You make me proud. I am so weak today. I would go to the corner and ask a stranger for it today. SUCKS. I have almost given up. Day 8,9 I dunno, but it is all such a fuckin mess. My head, my heart, my back...I would BEG someone right now for a pill.
Note: OFcourse not begging here, just getting it off my chest. Should I be here, or should I get the hell off the forum where my mind wanders to internet possibilities and the like?
Almost wish I were you. Atleast today will be ok for you. Tomorrow....yikes. I can't even think through the next hour. Rambling.... sorry.
Again, you make us proud. Keep us posted about tomorrow and your SUCCESS.
Peace~
I don't think you're taking the "chicken" way out. I think you're just getting out! Yeah for you and your hubby!!! Each one of us is different. Different things work for different people. It's gonna be rough, but it's gonna be worth it in the end. My prayers are going out to both of you. Keep us posted. This is a wonderful site...with wonderful people.
I started on the Suboxone 2 months ago and also had to be in full w/d so I didn't sleep 1 min the night before but let me tell you when you get there and they give you your first dose and all the pain of w/d goes away you won't believe it. CONGRATULATIONS to both of you!!
i am SOOOO HAPPY for you two!!! i want to cry :) your right, tomorrow will be hell, but Thurs., will be the first day of your NEW LIFE!!!i in wo way think of you as "chicken" actually i think of myself as a chicken, wanting to go the subox. way but to scared to. i've successfully w/d 3 times, my fear is relapse.
tomorrow when you feel like hell, remember that light you have only 1 day away...
Question? do you have insurance to cover it? or are you paying for it. I'm asking cause i have no ins.
complain, moan, groan and get it off your chest as much as you like....it will start getting better...maybe later rather than sooner...but it will.
Hang in there!
I posted this on another topic also but wanted to make sure that Creek was able to read it. And please hang in there you are stronger than this addiction and you can beat it hands down. Just think how great it will be to be pill free!!!
Creek-please please do not get anything from online. I can tell you from experience that this is a never ending supply and will drain every dollar from you. It isn't cheap and you will continue to order to feed your habit. If I had not gotten prego I would not be making the progress I have been making. One of my b/f's went to rehab for vic's a few years ago and she is now back going stronger than ever and using 6 to 7 different online suppliers. A bad habit that used to only be 5 to 15 a day has quickly become a 30-60 a day habit because she has bottles and baggies full of the stuff. You will only make your addiction worse and stronger than ever.
thank you guys so much!!!...i AM crying right now!!...i love you guys so much...why didnt i find this years ago???...
anyhow...to tink...we do have ins...but they dont cover treatment, we have to pay 58 bucks a piece...but ins covers meds...i dont even care, bc like ive said b4, we spend waaaayyy more than that on pills a week...thank you for being here...
to creek...you are strong and you know it...everyone is somewhere inside...just focus on today...you will get through this...we are all here for you even if noone else is...love you..
to roofus...thank you so much for your prayers...i do believe in the power of prayer...
to pgn...i dont want to say this bc i try to block it...but i took tabs all through my last pregnancy...my god...i did have gest diabetes, and ended up with very emergency c section...but as far as other complications, there were none...but yes you should tell your dr...they wont be able to help if you dont...good luck...

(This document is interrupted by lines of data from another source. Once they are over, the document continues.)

Issue #1414, opened 2021-04-01
Autograd tests for Transforms


mthrok:
Until recent, we have been assumed that ops provided in torchaudio support autograd just because they are implemented with PyTorch. However, this assumption was not correct all the time. For example, in #704, it was pointed out that `lfitler` does not support autograd, and this was resolved in #1310 with proper unit tests by community contribution. Similarly, as a part of #1337, I have added autograd test to some transforms in #1340. We would like to extend the autograd testing to as many functionals and transforms as possible. We would like to ask your help.

## Steps
1. Pick a transform from the list bellow and see if someone is working on it. If not, leave a comment in this thread that you will be working on it.
2. Add a test in [AutogradTestMixin](https://github.com/pytorch/audio/blob/7d45851d97d35a703817e2b037df03d57b748018/test/torchaudio_unittest/transforms/autograd_test_impl.py#L29) similar to the existing tests.
**NOTE** Please first try adding test without providing `nondet_tol` to see if the transform's backward pass is deterministic or not. If you see `Backward is not reentrant` error message, that means it is not deterministic. Please report it back here, so that we can discuss how to handle it.
3. Run test with `(cd test && pytest torchaudio_unittest/transforms/autograd_*_test.py)`.
4. Make a PR and add `cc @mthrok` in the description (or comment)

 **Note**: We are not sure if all the transforms actually support autograd. If you find a Transform does not support autograd please report back in this thread.

For the instruction to set up development environment, please refer to [CONTRIBUTING.md](https://github.com/pytorch/audio/blob/master/CONTRIBUTING.md).

## Transforms
- [x] `AmplitudeToDB` #1447 
    is used by `MFCC` so it should support but having an independent test is be nice
- [x] `Spectrogram` #1340
- [x] `GriffinLim` #1421 
- [x] `MelScale` #1467 
    is used by `MelSpectrogram` so it should support but having an independent test is be nice
- ~`InverseMelScale`~
    this transform most likely does not support autograd
- [x] `MelSpectrogram` #1340
- [x] `MFCC` #1415
- ~`MuLawEncoding`~
- ~`MuLawDecoding`~
    `MuLaw`s are quantization operation, thus they do not support autograd. 
- [x] `Resample` #1416
- [x] `ComputeDeltas` #1422
- ~`TimeStretch`~ ~#1420~
    `TimeStretch` requires coordinate transform from cartesian to polar which uses `atan2`. `atan2` is not differentiable everywhere.
[...]

PR #1415, opened 2021-04-01
Autograd tests for Transforms MFCC

krishnakalyan3:
#1414

### DIFF
--- a/test/torchaudio_unittest/transforms/autograd_test_impl.py
+++ b/test/torchaudio_unittest/transforms/autograd_test_impl.py
@@ -61,7 +61,7 @@ class AutogradTestMixin(TestBaseMixin):
         waveform = get_whitenoise(sample_rate=sample_rate, duration=0.05, n_channels=2)
         self.assert_grad(transform, [waveform], nondet_tol=1e-10)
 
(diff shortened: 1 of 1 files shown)


krishnakalyan3:
cc @mthrok

test/torchaudio_unittest/transforms/autograd_test_impl.py
```diff
@@ -60,3 +60,9 @@ def test_melspectrogram(self):
         transform = T.MelSpectrogram(sample_rate=sample_rate)
         waveform = get_whitenoise(sample_rate=sample_rate, duration=0.05, n_channels=2)
         self.assert_grad(transform, [waveform], nondet_tol=1e-10)
+
+    def test_mfcc(self):
```
mthrok, line 64: Note from offline discussion:

We should check for different values of `log_mel` as it changes the code path and operation used to compute MFCC.

https://github.com/pytorch/audio/blob/52decd2a4346f783a6229603716a08c2640aebe9/torchaudio/transforms.py#L558-L562

mthrok (approved):
Looks good. Thanks!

to skyfox..read my next post...love u guys...natasha
You guys are sooo going to do it now!!! That is soo awesome. You are so not taking the easy way out. Nothing about our sitations is easy!!! We are all just trying to figure out the best path for to get ourselves there. That was a huge step to call the Dr. and I'm so glad he/she was supportive of you! Be proud of your strenght and you guys are an inspirations to so many!
Keep uss posted! If you have a rough day tomorrow, just remember it will be better by Thurs. and we are here to listen!
Peace
thank you so much for your words of encouragement...we are strong and i know it...i have two little girls who give me my muscles...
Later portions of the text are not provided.